It's been five long years since my twins were born.
|Kenny's Milestone shirt...complete with a schoolbus, his actual footprint and his guardian angel, Nick.|
Five years of mixed feelings, emotions, strength, laughter and sadness.
Being a mom of so many...especially of a son who is always sick, who has doctor appointments every week and just needs that extra attention really made these five years seem like they went by in warp speed! Almost like I have missed out on so much...but experienced more than most.
As I say every year, Kenny and Nicks birthday is extremely bittersweet
...am I supposed to be happy? Sure I am. I mean, I became a mommy to twin boys. I was ecstatic, scared and amazed at how tiny but perfect my twin boys were!
Am I supposed to be sad? Absolutely! I only made it just barely into the halfway point of a pregnancy!
I felt them kick and move over all parts of my belly, not just from one baby...but two! I talked to them every chance I had, almost like I had a premonition that my time with being their protector was short. I already knew their personalities, even at 18-19 weeks! Believe it or not, Nick (who was on my left side kinda in my ribs) was a very active little boy. And then you had Kenny who was on my lower right, almost in my hip/back area...he was the quieter of the two. I was just amazed at how I was actually carrying two babies...just amazed.
I've always wanted twins, I mean...being a twin myself...my husband being a twin...I just thought it would be really cool to have twins...and five years ago, I gave birth to them...just waaaay to early!
I'm not going to lie, some days/months/years are better than others...and these last few weeks have been torture for me.The guilt of having them early, the role as not only mommy but caregiver is overwhelming.
I am so extremely happy that our Kenny is here and is doing well (minus some health and development issues). He is such a great kid...a little feisty, but that is what helped him overcome the NICU and all of his health issues. A bit playful when he gets going and definitely, a handful when it comes to feeds and/or feeding, but extremely loving and his little eyes and smile just melts my heart. But on the other hand, how exhausting he can be (yeah, still no respite). How stubborn he can get. How hard it is to try to understand a nonverbal child (but actually learning his own way of saying things).

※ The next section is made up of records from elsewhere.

PR #4072, opened 2025-04-02
Fix: Make jinja_macros optional for environment statements

themisvaltinos:
Make jinja_macros optional for environment statements to ensure they don't cause extra diffs when running plan in latest versions of pydantic ( > 2.10 ).

### DIFF
--- a/sqlmesh/core/renderer.py
+++ b/sqlmesh/core/renderer.py
@@ -437,7 +437,7 @@ def render_statements(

Also, how paranoid I am in many aspects of life when it comes to him. When will he have his next tantrum...or worse, seizure? What happens to him in the future? Will he ever talk? Have a normal life? When will get sick and end up in the hospital? How long can his lungs last? The questions could go on forever...but I guess I wouldn't be a mommy if I didn't wonder these things not just for Kenny, but for all my kids.
Like I said, its a bittersweet day. I WANT to be happy...and I am, at the birth of my babies. I want to celebrate their births....but on the other hand, how can I celebrate a day that shouldn't of happened for 17 more weeks.
|me at 22.6 weeks in the hospital|
How can I celebrate a day that has made my living child live with disabilities and uncertainties. How can I celebrate a day that eventually took the life of the other...
I will...I must. So, today I will honor my sons. My Kenneth John and my Nicholas Edward...born at 23 weeks gestation...five years ago today at 10:29 & 10:30 AM. The best and worst day of my life (that is until...well...that post will happen in a few days).
I thank you my twins for showing me the true meaning of life. How fragile life is. How amazing God, doctors and nurses (along with technology) really is.
I thank you for giving me 23 weeks of being a mommy to twins, for giving your brother and sisters two more reasons to love. I thank you for being my babies.
I also thank God for giving you both to Tony and I. What a crazy run we've had these last 5 years.
Today we will be taking Milestones for Micro onsies to the NICU where Kenny and Nick were at. The nurses will be able to fill in the blanks on the shirts with fabric pens for miracles that are graduating from the NICU to home! I am also making and taking tons of cupcakes to different departments of the hospital in honor of saving my son who beat the odds...and is now 5, and also for doing the best they could do in trying to save our angel, Nick.
So heres to year of more firsts, more overcoming and more memories. Thank you my sweet little boys...yes, I say Happy Birthday to my boys...one here with us and one in Heaven. I love you both.